Your home’s value can rise due to a range of factors. Right now, home prices have increased in many places due to a shortage of supply mixed with the lowest mortgage rates in history. If your home value has increased, you have a few options and considerations to make:
- You might be able to save money by eliminating private mortgage insurance. If you’re paying for private mortgage insurance (PMI) and your home’s value has gone up to the point where you now have at least 20 percent equity, you can ask your lender to cancel your PMI premiums.
- You might need to adjust your homeowners’ insurance policy. Your homeowners’ insurance cost and coverage are typically based on your home’s value. If it’s increased, you’ll want to make sure you’re fully protected. “It’s important to review your property’s value with your insurance agent yearly to make sure your residence has the proper insurance coverage,” explains Kimberly Smith, owner of Garnet Property Group in Bristol, Connecticut.
- You might be in a better position to improve your home. With more equity in the property, you can take advantage of a home equity loan or cash-out refinance and invest in a renovation or remodeling project. “Determining a home’s valuation is useful if you’re considering tapping into your home’s equity in the form of a home equity loan, home equity line of credit or cash-out refinance so that you know how much equity you’ve accrued,” Smith says.
- You might consider selling your home.

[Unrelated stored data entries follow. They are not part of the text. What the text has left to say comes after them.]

PR #2847, opened 2023-06-24
Implement stopping string search in string space

oobabooga:
* Fixes inconsistent behavior of stopping strings with transformers.
* Extends stopping string support for all backends.
* Simplifies the code base.

This required activating streaming in the background when stopping strings are present but streaming is disabled.

## Performance test

I have made a worst-case performance test with exllama running llama-7b-4bit-128g and the following 20 long stopping strings:

```
'KMS6pQgkfLCQqweZyiq2YYq4EGzO', 'QdvPyWGxEstCUxZElD6L1u2uRp4P', 'EreYMseEtqNm1MelOEhUXprpCeIB', 'Uk7zJGqCMJpzhCuHnJfxQmsB0guk', 'W2m5VXoZf3Kkyan4Iz1zLrIf7Jqu', 'kaLBRf18oEarXbqg3TtFjlUVQTo9', 'Sn0LWu7WtDZze6ZNnUn1qVwkoJxC', 'AUIuso0oYayGxHrpgskbacpRiY7W', 'YyYPo6aM8FvuDeWtgktUBlFrbc4C', 'hA3iEivUnmY6eiuiXlcMv1HbjUC3', 'yWMXiZXFTYO1V1kH5X0j1dZAbpYx', 'JukydBzYKWXZxF6zCu8tkaxSLKfb', 'XQmDrjzjk6WL6gETRIsKYlPgaACk', 'eiDVfRyh3tA99I6gJY0eAUmyy0EU', 'pSAXQRUa4HdDPZEqShvmvRfcwjt4', 'aH05cdV888YSiAvQtODEYXAXr9aC', 'WQHm3IwrfXJBjU5ZaFXxrJf3L7Jb', 'Kj9TbuWW8tTOE7UuPheEUSvvRNAB', '2Tcfe1MDpACccrWOWmRZDDdsMgp6', 'SxtVdMo7zJTrsHD3VQfWROlAdJeX'
```

#### With the stopping strings

Output generated in 3.58 seconds (111.88 tokens/s, 400 tokens, context 6, seed 17)
Output generated in 3.58 seconds (111.88 tokens/s, 400 tokens, context 6, seed 17)
Output generated in 3.58 seconds (111.81 tokens/s, 400 tokens, context 6, seed 17)

#### Without the stopping strings

Output generated in 3.56 seconds (112.30 tokens/s, 400 tokens, context 6, seed 17)
Output generated in 3.57 seconds (112.11 tokens/s, 400 tokens, context 6, seed 17)
Output generated in 3.56 seconds (112.22 tokens/s, 400 tokens, context 6, seed 17)

-----

So the result is that in the worst case (many tokens/second, many stopping strings, long stopping strings), this implementation causes a reduction of 0.3% in the number of tokens/second. In practice it will be less than that.

### DIFF
--- a/README.md
+++ b/README.md
@@ -350,4 +350,4 @@ The presets that are included by default are the result of a contest that receiv
 
 - Gradio dropdown menu refresh button, code for reloading the interface: https://github.com/AUTOMATIC1111/stable-diffusion-webui
 - Godlike preset: https://github.com/KoboldAI/KoboldAI-Client/wiki/Settings-Presets
-- Code for early stopping in chat mode, code for some of the sliders: https://github.com/PygmalionAI/gradio-ui/
+- Code for some of the sliders: https://github.com/PygmalionAI/gradio-ui/
--- a/modules/callbacks.py
+++ b/modules/callbacks.py
@@ -9,33 +9,6 @@ import transformers
 import modules.shared as shared
 
 
-class _SentinelTokenStoppingCriteria(transformers.StoppingCriteria):
-
-    def __init__(self, sentinel_token_ids: list, starting_idx: int):
-        transformers.StoppingCriteria.__init__(self)
-        self.sentinel_token_ids = sentinel_token_ids
-        self.starting_idx = starting_idx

You could stand to profit if your home’s value has gone up considerably, but before putting it on the market, carefully evaluate whether it really is the right time to move for you or your family, whether you’ll be able to find a new home quickly and how you’ll pay for it. “If it is a good time, making minor repairs and decluttering your property is always going to help increase the final sales price,” Duffy says.
What factors affect home value?
A number of factors can affect the value of your home, including:
- The neighborhood
- Its age
- Its condition
- Its size
- Any home improvements or upgrades
There are other factors that impact property values overall, too. These include the local housing market, economy, interest rates, and tax rates, Reed says.

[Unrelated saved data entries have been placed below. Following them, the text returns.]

PR #2848, opened 2023-06-24
Make stop_everything also work with non-streamed generation

happyme531:
This is implemented for better https://github.com/oobabooga/text-generation-webui/pull/2392#issue-1729389261 support.


oobabooga:
That's creative, thank you!

PR #2859, opened 2023-06-25
more models: +orca_mini

matatonic:
* orca mini, https://huggingface.co/psmathur/orca_mini_13b


matatonic:
I blinked and it was done! Faster than I could merge my own dev branch, lol

PR #2860, opened 2023-06-25
[WIP] remove autoload feature

matatonic:
* There is a UI glitch where autoload gets triggered on focus change in the window
* Autoload is often accidentally triggered
* model loading is complex, and given the time it takes autoload, problems probably cost more time than save time.
* So remove the feature for now

### DIFF
--- a/modules/shared.py
+++ b/modules/shared.py
@@ -33,7 +33,6 @@ need_restart = False
 
 settings = {
     'dark_theme': False,
-    'autoload_model': True,
     'max_new_tokens': 200,
     'max_new_tokens_min': 1,
     'max_new_tokens_max': 2000,
--- a/server.py
+++ b/server.py
@@ -51,11 +51,7 @@ from modules.text_generation import (
 )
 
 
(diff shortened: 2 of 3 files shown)


Woisek:
> * There is a UI glitch where autoload gets triggered on focus change in the window
> 
>     * Autoload is often accidentally triggered
> 
>     * model loading is complex, and given the time it takes autoload, problems probably cost more time than save time.
> 
>     * So remove the feature for now

The autoload can be turned on/off and is probably useful to/used by the majority of the users. Creating a command flag like --autoload=true/false would make more sense then a plain removal that would annoy most of the users, who then are forced to do another click.

IMHO.

olaxe:
Thanks I didn't know I can remove the autoload from commandline, very useful to me.

Ph0rk0z:
Bold move but I just set` 'autoload_model': False,` so it never autoloads by default.  People have different preferences for this.

oobabooga:
I use this feature, and it can be disabled from settings.yaml if you don't like it as @Ph0rk0z noted

PR #2868, opened 2023-06-25
Several Training Enhancements

FartyPants:
- more relevant data in training_log.json
- saves training_prompt.json to the LoRA folder with the prompt template used for LoRA training (in case of dataset)
- adds stop at loss slider to ui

How can I add value to my home?
You don’t get a second chance to make a first impression, and this bit of wisdom can apply to your home and its value.
“Your property’s curb appeal does make a difference,” Duffy says. “Make your home welcoming and tidy — cut your grass, trim any shrubs and add some new plants or flowers.”
A fresh coat of paint either on the interior or exterior of the house will more than pay you back for the money spent, Duffy adds: “This is one of the most cost-effective ways to improve value.”
A minor bathroom or kitchen update (as opposed to large-scale renovations) can also help improve your home’s resale value. You can simply replace an outdated sink, old tiles, or dated light fixtures to give these spaces a refresh.
“It also pays to install a new garage door,” Duffy says. “Some reports estimate a new garage door can increase home values by 4 percent — great curb appeal does matter.”
Bottom line
No single home valuation method is guaranteed to be 100-percent accurate. That’s why using a combination of resources can help give you a more informed perspective of what your home is worth.
For example, you might get a free CMA and conduct your own research using an online home value estimator, as well as the FHFA calculator and county auditor’s website. Additionally or alternatively, you could pay for a professional appraisal. Averaging together all the final values you gather could give you a more accurate picture of your home’s value.
Ultimately, however, the most reliable home value estimates come from professionals who take the time to carefully assess your property based on a variety of factors.
“All of the evaluation tools are useful in giving an idea of the worth of your home, but an appraiser and/or an experienced agent will be the most accurate sources for determining value,” Krasnow says. “A trained professional will have an advantage, as a computer cannot determine the intrinsic value or consider the condition and improvements you’ve made to your home.”